Footrace to clinic heats up for T-cell nuclear receptor inhibitors

Ann Arbor, Michigan–based Lycera and Merck entered a second small-molecule discovery deal over undisclosed targets in autoimmune disease, earning the biotech an upfront payment and potentially over $300 million in milestones. The companies report that their first partnership to develop inhibitors of retinoic acid–related orphan receptor gamma t (RORγt) remains on track. Since the two firms began to collaborate (Nat. Biotechnol. 29, 679, 2011), several other big pharma and biotech firms (Table 1) have joined forces in the race to validate inhibitors of this nuclear receptor that plays a key role in the differentiation of naive CD4⁺ T cells into T-helper 17 (T_H17) cells.

Table 1 Selected biotech-pharma alliances targeting RORγt

Companies are racing to develop inhibitors of T cell nuclear receptors to manipulate T-helper 17 biology. Credit: BSIP SA / Alamy

T_H17 cells are a pro-inflammatory cell population characterized by the production of interleukin 17 (IL-17). They are involved in host defenses against microbial pathogens, but chronically excessive levels of these cells have been implicated in a wide range of autoimmune conditions. Interest in T_H17 cell biology has been spurred by the spectacular clinical results obtained in treating psoriasis with antibodies that target either IL-17 or the p19 subunit of IL-23, a cytokine involved with maintenance of the T_H17 phenotype (Nat. Biotechnol. 30, 475–477, 2012). However, T_H17 cells may not be the only players in psoriasis, says Gary Glick, who is at the University of Michigan, Ann Arbor, noting that gd T-cells also produce IL-17 and have also been implicated in the disease pathology. The picture in other autoimmune indications is cloudier, although also less mature—psoriasis, as a topical indication, lends itself well to early drug development.
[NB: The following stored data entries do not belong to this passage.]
PR #1893, opened 2026-07-24
fix(notifier): stop loading validator root seed

omersadika:
## Summary

- validate node configuration and discard legacy root-seed descriptors before non-validator runtime initialization
- gate validator components, joiner announcements, and epoch promotion on the selected validator process role
- warn when a committee protocol key is running in a non-validator process
- keep root-seed-key-pair mandatory for ika-validator while preserving legacy notifier YAML parsing
- remove the fake generated notifier key placeholder

## Security rationale

Validator root-seed material is highly sensitive and is not needed by ika-notifier. Notifier workloads should never mount validator identity material merely to satisfy shared configuration validation. After this change, notifier startup does not open, parse, derive from, or otherwise use the configured validator root-seed file.

## Operator migration

Operators may remove root-seed-key-pair from notifier configuration and remove the root-seed.key file or secret mount from notifier workloads. Existing notifier configurations containing the field remain compatible; the field is ignored without reading the referenced file. Fullnodes also discard this validator-only field. Validator configurations missing it are rejected during role validation.

## Validation

- cargo fmt --all -- --check
- cargo test --release -p ika-config notifier
- cargo test --release -p ika-config fullnode_preparation_discards_root_seed_without_reading_it
- cargo test --release -p ika-config validator_config_without_root_seed_is_rejected
- cargo check --release -p ika-node --bin ika-notifier --bin ika-validator
- cargo clippy -p ika-config -p ika-node --all-targets --all-features -- -D warnings


omersadika (commented):
## Review

**Verdict: sound fix, minor suggestions.** Verified the central security claim against the code, checked all callers/modes (including swarm/test-cluster paths), and reviewed the epoch-boundary changes for consensus/liveness invariants. CI is fully green.

### Correctness — verified

- **"Discard without reading" holds structurally.** `RootSeedWithPath` is lazy: the seed lives in a `#[serde(skip)] OnceCell` and the file is only read on `root_seed()` access. Both entry paths (`node_runner.rs` and `start_with_mode`) sanitize before any consumer runs; the double invocation is idempotent and harmless. All four workspace consumers of the seed are validator-component paths post-PR.
- **The real pre-existing read path is closed.** Previously `monitor_joiner_announcements` was spawned unconditionally, so a notifier with a legacy config (validator config + notifier key) would read the seed file and run the expensive class-groups `derive_mpc_data_blob` derivation at startup. Now gated on process role, and the seed is discarded besides — defense in depth.
- **Mode gates don't wedge legitimate joiners.** A joiner must run Validator mode (it needs `consensus_config`, which is exactly what `detect_from_config` keys on), so the joiner monitor and promotion gates pass for it. The ungated `state.is_validator` sites at `lib.rs:2897/2907` are inside the was-already-validator branch, unreachable for notifiers/fullnodes since both producers of `validator_components` are now mode-gated. A Fullnode-mode node could never promote successfully pre-PR anyway (`construct_validator_components` errors on missing consensus config and kills the reconfiguration loop) — the gate strictly improves that path.
- **Swarm/tests unaffected.** Swarm validators set both `consensus_config` and the seed (`node_config_builder.rs:189`), so auto-detection yields Validator and the new requirement passes; the fullnode builder sets neither.
- **Template removal is safe.** `NodeConfig` has no `deny_unknown_fields` (only `SuiDataSource` does), so `class-groups-key-pair-and-proof` in `fullnode.template.yaml` was silently-ignored dead YAML for a field that no longer exists.
- **No mixed-version quorum risk.** Notifiers have no consensus adapter; the only seed path they could reach was the P2P joiner fanout, whose blob is a pure function of the seed and byte-identical to the real validator's own announcement — dropping the duplicate changes nothing consensus-visible.

### Findings

1. **Silent demotion (low, worth fixing).** The new gates turn a loud boot failure into a silently-degraded node when the process role and committee state disagree — e.g., an operator's systemd unit pointing at `ika-fullnode` after a migration boots cleanly, syncs, and looks healthy while its stake is absent from every MPC quorum and checkpoint signature set. Pre-PR the same misconfiguration crashed at `construct_validator_components`. Suggest a `warn!` at both gate sites (`lib.rs:1196` and the promotion branch) when `!mode.is_validator() && state.is_validator(..)`: "this node's protocol key is in the committee but it is not running in validator mode".
2. **Inconsistent discard scope (minor).** `validate_and_prepare_config` discards the seed only for Notifier mode. By the PR's own rationale ("key material the selected role must never use"), Fullnode mode should discard it too. No read path remains after the gating, so this is consistency rather than a hole.
3. **Now-dead guard (nit).** The `let Some(root_seed_kp) ... else { return }` at `lib.rs:1353` is dead for the only mode that still spawns the monitor (Validator mode now guarantees the seed at boot). Fine as defense in depth, but its comment ("we can't be a joiner — nothing to do") describes a state that can no longer occur.
4. **Ops-visible tightening (flag in release notes).** An `ika-validator` without a root seed now fails at startup instead of panicking later on committee entry. Strictly better, but it's a deliberate behavior change the migration doc could mention alongside the notifier guidance.
5. **Test maintenance tax (nit).** `config_for_mode` hand-builds the full `NodeConfig` literal, so every future field addition breaks these tests. Also, `prepared_notifier_config_omits_root_seed_when_serialized` is essentially implied by the discard test plus `skip_serializing_if` — harmless redundancy.

### Conventions

Style follows the codebase (kebab-case config, doc comments explaining constraints, tests in-module). No spec conflict: `dev-docs/specs/validator-mpc-data-announcements.md` doesn't pin process-level spawn conditions, so no spec update is required. Docs page and migration guidance are clear; `sidebar_position: 3` in the new mdx is redundant since `meta.json` orders pages explicitly — trivial.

RORγt inhibitors have yet to enter human trials in any indication. “There's a lot of chest beating about who will be first into the clinic,” says Don Nicholson, vice president and head of worldwide discovery, respiratory and immunology, at Merck of Whitehouse Station, New Jersey. “Our strategy is, try to get a molecule as quickly as we can, but a molecule that is likely to make it all the way as a drug.” The target has attracted big pharma interest as it offers a more global way of modulating T_H17 biology than hitting targets such as IL-17 or IL-23, whereas its tissue selectivity—it is expressed mainly in the thymus and at certain mucosal surfaces—should ensure potential toxicities are limited, drug developers hope. In the absence of clinical data, it remains an open question for now whether it represents the best entry point for manipulating T_H17 biology. “I think it's a compelling target. As we begin to dissect out T_H17 cell biology, it could turn out to be the best target; it could be a good target among others; or it could be an inferior target,” says Nicholson.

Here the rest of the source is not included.